The economical way to do that was integrated RAS systems like the Livingston Portmaster, Cisco 5x00 seriers, or Ascend Max. Those would take the aggregated digital line, break out the channels, hold multiple DSPs on multiple boards, and have an Ethernet (or sometimes another DS1 or DS3 for more direct uplink) with all those parts communicating inside the same chassis. In theory, though, you could break out the line in one piece of hardware and then have a bunch of firmware modems.

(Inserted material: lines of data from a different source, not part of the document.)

PR #3661, opened 2024-04-15
better checking for OLLAMA_HOST variable

pdevine:
This change adds better validation to the `OLLAMA_HOST` variable when used with `ollama serve`. It should work with both IPv4 and IPv6, and includes unit tests.


cmd/cmd.go
```diff
@@ -803,15 +804,50 @@ func generate(cmd *cobra.Command, opts runOptions) error {
...
 
+	if host == "" {
+		host = "0.0.0.0"
+	}
+
+	if ip := net.ParseIP(host); ip == nil {
+		return "", "", fmt.Errorf("invalid IP address specified in OLLAMA_HOST")
+	}
+
+	if portNum, err := strconv.ParseInt(port, 10, 32); err != nil || portNum > 65535 || portNum < 1 {
```
dhiltgen, line 838: Do we want to handle the zero => random port number pattern here?

cmd/cmd.go
```diff
@@ -803,15 +804,50 @@ func generate(cmd *cobra.Command, opts runOptions) error {
 	return nil
 }
 
-func RunServer(cmd *cobra.Command, _ []string) error {
-	host, port, err := net.SplitHostPort(strings.Trim(os.Getenv("OLLAMA_HOST"), "\"'"))
+func getHostIPAndPort() (string, string, error) {
```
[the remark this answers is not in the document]
pdevine: I ended up just using the one in `client.go` instead.

cmd/cmd.go
pdevine: fixed.

cmd/cmd.go
```diff
@@ -803,15 +804,50 @@ func generate(cmd *cobra.Command, opts runOptions) error {
...
 		}
 	}
 
+	if host == "" {
+		host = "0.0.0.0"
+	}
+
+	if ip := net.ParseIP(host); ip == nil {
+		return "", "", fmt.Errorf("invalid IP address specified in OLLAMA_HOST")
+	}
```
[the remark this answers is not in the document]
pdevine: I've changed this to allow hostnames, although we might want to consider warning if someone uses a hostname since it will only bind to a single IP. From the `net.Listen()` docs:

> The address can use a host name, but this is not recommended, because it will create a listener for at most one of the host's IP addresses.

api/client.go
```diff
@@ -59,10 +60,13 @@ func checkError(resp *http.Response, body []byte) error {
 func ClientFromEnvironment() (*Client, error) {
 	defaultPort := "11434"
 
-	scheme, hostport, ok := strings.Cut(os.Getenv("OLLAMA_HOST"), "://")
+	hostVar := os.Getenv("OLLAMA_HOST")
+	hostVar = strings.Trim(strings.TrimSpace(hostVar), "\"'")
```
mxyng, line 64: Not sure if this is what you intended but this trims space before quotes. More common would be trim quotes then space? e.g. `OLLAMA_HOST="127.0.0.1:11434 "` vs. `OLLAMA_HOST="127.0.0.1:11434"<space>`

cmd/cmd.go
```diff
@@ -804,19 +804,17 @@ func generate(cmd *cobra.Command, opts runOptions) error {
 }
 
 func RunServer(cmd *cobra.Command, _ []string) error {
-	host, port, err := net.SplitHostPort(strings.Trim(os.Getenv("OLLAMA_HOST"), "\"'"))
+	// retrieve the OLLAMA_HOST environment variable
+	client, err := api.ClientFromEnvironment()
```
mxyng, line 808: Feels a bit weird to be calling `ClientFromEnvironment` here

api/client.go
pdevine: Yeah, I went back and forth on this. I'm not 100% sure how Windows stuffs in the quotes. I can switch it to the other way if that makes more sense, or even do both.

cmd/cmd.go
pdevine: Yep, hence the comment.

api/client.go
dhiltgen: I believe the typical pattern we're seeing in windows is user-error not realizing the GUI and `cmd` shouldn't have quotes, while `powershell` requires them.  In the context of this particular env var where a space isn't valid, I think it probably makes sense to trim spaces before and after.

dhiltgen (approved):

cmd/cmd.go
mxyng: probably should just add a utility function to cmd that returns the normalized host:port

jmorganca (approved):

To get 33k6 up (or even just 28k8 - some ISPs had banks of modems that supported one the 56k6 standards but would not support more than 28k8 symmetric) you needed to force your modem to connect using the older symmetric standards.
56k modem standards were asymmetric, the upload rate being half that of the download. In my experience (UK based, calling UK ISPs) 42kbps was usually what I saw, though 46 or even 48k was stable¹ for a while sometimes.
But 42k down was 21k up, so if I was planning to upload anything much I'd set my modem to pretend it as a 36k6 unit: that was more stable and up to that speed things were symmetric (so I got 36k6 up as well as down, better than 24k/23k/21k). I could reliably get a 36k6 link, and it would generally stay up as long as I needed it to.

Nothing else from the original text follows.